Ties van de Werff: "Living Well with your Brain: valuing neuroscience in society"
- Date: –15:00
- Location: Engelska parken - Rausing Room
- Organiser: Department of History of Science and Ideas
- Contact person: Francis Lee
- Seminarium
The History of Medicine Seminar
Ties van de Werff, Maastricht University, presents his PhD dissertation Living Well with your Brain: valuing neuroscience in society
Abstract
Despite its complex scientific technicalities, in the past decade the brain has emerged in all kinds of societal and scholarly domains as a popular means for understanding human behavior. Key to the spread of neuroscience knowledge from the lab into society, is the concept of brain plasticity: the ability of the brain to change its functions or structure. The notion of brain plasticity ‘opens up’ the brain for all kinds of interventions (Abi-Rached & Rose, 2013) and invites actors to do something with it, invoking specific action programs, values, and other ideas of the good.

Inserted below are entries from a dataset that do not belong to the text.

PR #362, opened 2024-02-27
feat: memory cache for get-current-site requests #343

### LINKED ISSUE #343: Memory cache for get-current-site requests
Add a memory cache for get-current-site requests, which only includes content fields: `id, name, version, context, defaults, pages, created_at, updated_at`.

### Tasks
- Add memory cache for get-current-site data
- Reset cache (either clear it or include a "dirty" field) when `update-site` is called, for the currently published site-version
- Reset cache when a new site version is published

### LINKED ISSUE #344: Only include public pages in get-current-site
Parse the `pages` field and filter out pages with `public: false` in the get-current site endpoint.

This should be done before adding site data to the memory cache.

ClaireMao1996:
Close #343 
Close #344


ClaireMao1996:
Regarding the caching approach, I ended up splitting it into three caches: one for domain to site_id mapping, one for metadata, and one for site_usage. More tests need to be covered. I'll push the PR first in case you want to review/take a look. Let me know if there are any code that need to be improved. Thank you!

backend/site-api/src/app/site/get_current_site.rs
```diff
@@ -70,30 +72,60 @@ pub async fn get_current_site(
...
-    Ok(to_api_response(site))
+    // Only include public pages
+    let filtered_pages = filter_pages(&site.pages)?;
+    println!("Filtered Pages: {}", filtered_pages);
+
+    Ok(Json(to_api_response(&site, filtered_pages)))
+}
+
+fn filter_pages(pages: &str) -> Result<String, ApiError> {
+    let cleaned_pages = pages.trim().trim_matches('"').replace("\\", "");
```
ClaireMao1996, line 113: I got stuck here for a while because I encountered an error when converting the JSON string of pages into a `Map<String, Value>`. 

Initially, I hardcoded the exact same string and it passed. Then I converted both to bytes to compare them that I realized there might be hidden extra spaces, escape characters, and so on in the string obtained from `site.pages`. Therefore, I added this step to clean up the data.

backend/site-api/src/app/site/update_site_metadata.rs
```diff
@@ -40,11 +40,26 @@ pub async fn update_site_metadata(
             ApiError::internal_error().message(format!("Failed to save domains: {}", e))
         })?;
 
-    context
-        .metadata_repo
-        .update_site_metadata(&mut tx, &id, &dto)
-        .await
-        .map_err(|e| ApiError::internal_error().message(format!("Failed to update site: {}", e)))?;
+    if dto.disabled.is_some() || dto.site_type.is_some() {
```
ClaireMao1996, line 43: Revert to the original approach to avoid database lookups.

backend/site-api/src/app/site/get_current_site.rs
sampullman: That's because the JSON is "double" stringified! It's wasteful, but I couldn't figure out how to get things working between frontend/backend any other way.

The solution is to parse to `Value` first, and then parse the result as `Map<String, Value>`

apps/api-site-test/test/integration/get-current-site.spec.ts
```diff
@@ -129,54 +129,7 @@ describe('Get Current Site', () => {
 
       const body: IGetSiteApiResponse = response.body
       expect(body.name).toEqual('Test Site 3')
-      expect(body.pages).toEqual(pagesAfter)
-    })
-
-    it('returns current when requester is admin site for subdomain', async () => {
```
sampullman, line 27: I removed auth from `get-current-site`, since we only use the endpoint for serving the live site. It simplifies the code a bit and makes it faster!

backend/lib-shared-site-api/src/cache/cache.rs
```diff
@@ -33,11 +36,35 @@ pub type SiteMetadataCache = Cache<String, SiteMetadata>; // key: site_id, value
...
+    for (key, value) in pages.iter_mut() {
+        if let Some(public) = value.get("public").and_then(Value::as_bool) {
+            if public {
+                filtered_json.insert(key.clone(), value.clone());
+            }
+        }
+    }
+    let pages_json = serde_json::to_string(&filtered_json)?;
+    let filtered_pages = serde_json::to_string(&pages_json)?;
+    Ok(GetCurrentSiteResponse {
```
sampullman, line 58: I changed the cache to store `GetCurrentSiteResponse`, that way we don't need to do any processing in the endpoint.

backend/site-api/src/app/admin/reset_all.rs
```diff
@@ -48,6 +48,10 @@ pub async fn reset_all(
     // Clear all caches
     context.cache.cache.invalidate_all();
     context.cache.sync().await;
+    context.cache.metadata_cache.invalidate_all();
+    context.cache.metadata_cache.run_pending_tasks().await;
+    context.cache.domain_cache.invalidate_all();
+    context.cache.domain_cache.run_pending_tasks().await;
```
sampullman, line 54: I noticed some tests failing periodically after my changes, I'm not sure if they failed before but this fixes it!

backend/site-api/src/app/site/create_site.rs
```diff
@@ -54,10 +53,6 @@ pub async fn create_site_helper(
         .cache
         .create_or_update_usage(&site_id, &site, site_type)
         .await;
-    context
```
sampullman: Because the metadata cache helper takes care of updating the cache, we don't have to worry about it here.

backend/site-api/src/db/cache_helpers.rs
```diff
@@ -0,0 +1,75 @@
...
+                .map_err(|e| ApiError::not_found().message(e))?;
+
+            Ok(SiteMetadata {
+                owner_id: meta.owner_id,
+                site_type: meta.site_type,
+                disabled: meta.disabled,
+            })
+        })
+        .await
+    /*
```
sampullman, line 53: I forgot to remove this code 😅, I'll do it in my next PR. This function gets metadata from the cache, or updates the cache from the database if it's missing. I think the site data cache could be implemented similarly, but it was working fine and is a little more complex, so I left it as-is for now.

One thing I'm wondering is whether it's a good idea to use `Arc` for the site_data cache, and/or separate it from the usage. The reason is that `moka` clones the data when retrieving it, so we're potentially using a lot of memory/CPU every time it's accessed. It's kind of hard to measure though!

backend/site-api/src/app/admin/reset_all.rs
ClaireMao1996: Oh, I think that's the reason! Sorry, I forgot to add the relevant code here.

PR #371, opened 2024-03-03
fix: publish site cache bug #368

### LINKED ISSUE #368: Publishing new site fails
Publishing a new site (without a draft) doesn't always work.

- Reproduce bug and add failing test case
- Determine cause and fix

sampullman:
Close #368

### DIFF
--- a/backend/lib-shared-site-api/src/cache/cache.rs
+++ b/backend/lib-shared-site-api/src/cache/cache.rs
@@ -7,7 +7,7 @@ use lib_shared_types::{
 };
 use moka::future::Cache;
 use serde::Serialize;
-use serde_json::{json, Map, Value};
+use serde_json::{Map, Value};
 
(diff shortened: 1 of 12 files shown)


backend/lib-shared-site-api/src/cache/cache.rs
```diff
@@ -263,4 +243,24 @@ impl AppCache {
     pub async fn remove_metadata(&self, site_id: &str) {
         self.metadata_cache.invalidate(site_id).await;
     }
+
+    // Site Data
+    pub async fn get_site_with(
```
sampullman, line 248: @ClaireMao1996 I ended up splitting the site data cache from usage. There were some bugs in publishing and creating drafts, and I think the code is a little easier to follow this way. Instead of updating the cache when the site data changes, we can just clear it and let `get_current_site` refresh it when needed.

PR #373, opened 2024-03-04
feat: disable backups when S3 env is not present #6

### LINKED ISSUE #6: Disable backups when S3 env is not present
Disable automated site backups when S3 env vars are not provided.

### Tasks
- When `S3_URL`, `S3_ACCESS_KEY_ID`, or `S3_SECRET_ACCESS_KEY` are not provided, don't trigger automatic backups
- Backup related endpoint should return error `404`
- Print a warning on startup if backups are disabled

ClaireMao1996:
Close #6


sampullman:
Looks good to me!

PR #3175, opened 2021-08-17
make stone stepover stiles less confusing

### LINKED ISSUE #2991: Stile Type Quest improvements
When I was adding the stile type with StreetComplete, I found myself adding a note for stone stepover stiles, since they obviously don't look like wooden ones, as the whole setup is rather different.  [On the wiki](https://wiki.openstreetmap.org/wiki/Tag:barrier%3Dstile#Examples), it says that they are, in fact, stepover stiles, and should be tagged as such (with `material=stone`).  Two pictures might help, showing both a wooden and stone stepover stile, or another option could be added which also tags `material=stone`.

There appear to be a handful of examples of stiles tagged `stile=stone_steps` or `stile=stone steps`, which I imagine are the same as the stiles I found that, according to the wiki, are meant to be tagged `stile=stepover`.

As well as this (though I might open another issue if it is deemed appropriate), a new quest could be created asking for the material of stiles.  Currently, [according to Taginfo](https://taginfo.openstreetmap.org/tags/?key=barrier&value=stile#combinations), 16.9% of `barrier=stile` objects are tagged with `material=*`.  58.01% of [objects tagged with `stile=*`](https://taginfo.openstreetmap.org/keys/stile#combinations) are tagged with `material=*`.

An example note that I made is [note 2723843](https://osm.org/note/2723843).

matkoniecz:
fixes #2991

@10992-osm I have good news for you!

screen
screen01


matkoniecz:
I can be easily convinced to use https://www.geograph.org.uk/photo/398328 or https://commons.wikimedia.org/wiki/File:Dry_Stone_Wall_and_Stile,_Yorkshire_Dales_(3875164717).jpg instead - to show that small piece of wood is not changing that it is a stone stile.

westnordost (approved):
Does it make sense to treat `stile=stepover` without `material` tagged as if it is not tagged yet?, i.e. ask again?

westnordost:
🤷

PR #3182, opened 2021-08-18
Auto-mirror arrow for RTL languages

### LINKED ISSUE #3181: When the app is in an RTL language, arrows for list items are not flipped
First off, before I start, I just want to say I am grateful for this app. Aside from very minor issues like this one, everything has been working smoothly. The app is beautiful and generally easy to use, even for OSM newbies like me. Thank you for making this.

**How to Reproduce**
1. Change to an RTL language (e.g. Arabic)
2. Open the settings page
3. The arrow for chosen quests list tile is rotated the wrong way

Here's a screenshot:

screenshot

**Versions affected**

I am using StreetComplete 33.2 on Android 11.

mhmdanas:
Fixes #3181. ~~Draft because I have not tested this yet (it's pretty late here).~~ Tested and confirmed as not working. I will need to try some more to fix this.

Note that the "right" in the drawable name is now misleading, as it is a left arrow on RTL languages now. What to do?

### DIFF
--- a/app/src/main/res/drawable/ic_chevron_right_24dp.xml
+++ b/app/src/main/res/drawable/ic_chevron_right_24dp.xml
@@ -1,4 +1,5 @@
 <vector xmlns:android="http://schemas.android.com/apk/res/android"
+        android:autoMirrored="true"
         android:width="24dp"
         android:height="24dp"
         android:viewportWidth="24.0"


westnordost:
Thank you for trying to fix #3181, but now of course, it is the wrong direction for all non RTL languages. Don't worry, I will fix this myself.

mhmdanas:
Thanks in advance, but why would it be in the wrong direction (well, if it actually worked properly for RTL languages)? `autoMirrored` mirrors the icon only when in RTL mode.

westnordost:
`autoMirrored` only works with Android 4.4 onwards, but the app also supports Android 4.2 and Android 4.3.

When lower Android versions support is dropped, this could be used.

Ranging from self-help manuals, management literature and brain games, interventions based on brain plasticity seem to serve as answer to the timely ethical question of how to lead the good life.
In my dissertation, I explore how the plastic brain precisely is made valuable for addressing these ethical concerns, and to what extent neurobiological interventions (based on brain plasticity) are able to challenge or destabilize existing norms, values and ideas of the good life. Combining theories and methods from Science and Technology Studies (STS), empirical moral philosophy and the sociology of valuation, I analyse the normative usages of plasticity arguments in three practices of a brain-inspired good life: parenting teenage brains; working the mindful brain; and caring for ageing brains.
I show that plasticity arguments in these practices enable actors to enact, stabilize and challenge different (and sometimes conflicting) ideas of the good. I further show that these valuations of the plastic brain occur through recurring patterns of moral argumentation, which I dub ‘moral repertoires’. I argue that the explanatory power of neurobiological claims does not solely come from the promise of finally unravelling what it means to be human. Rather, it results from the versatile ways brain facts can be used as ‘ethics by other means’. This indicates that values and ideas of the good play a crucial role in the valorization of science to society, implying a co-evolution of techno-science and morality or techno-moral change (Swierstra & Rip, 2007).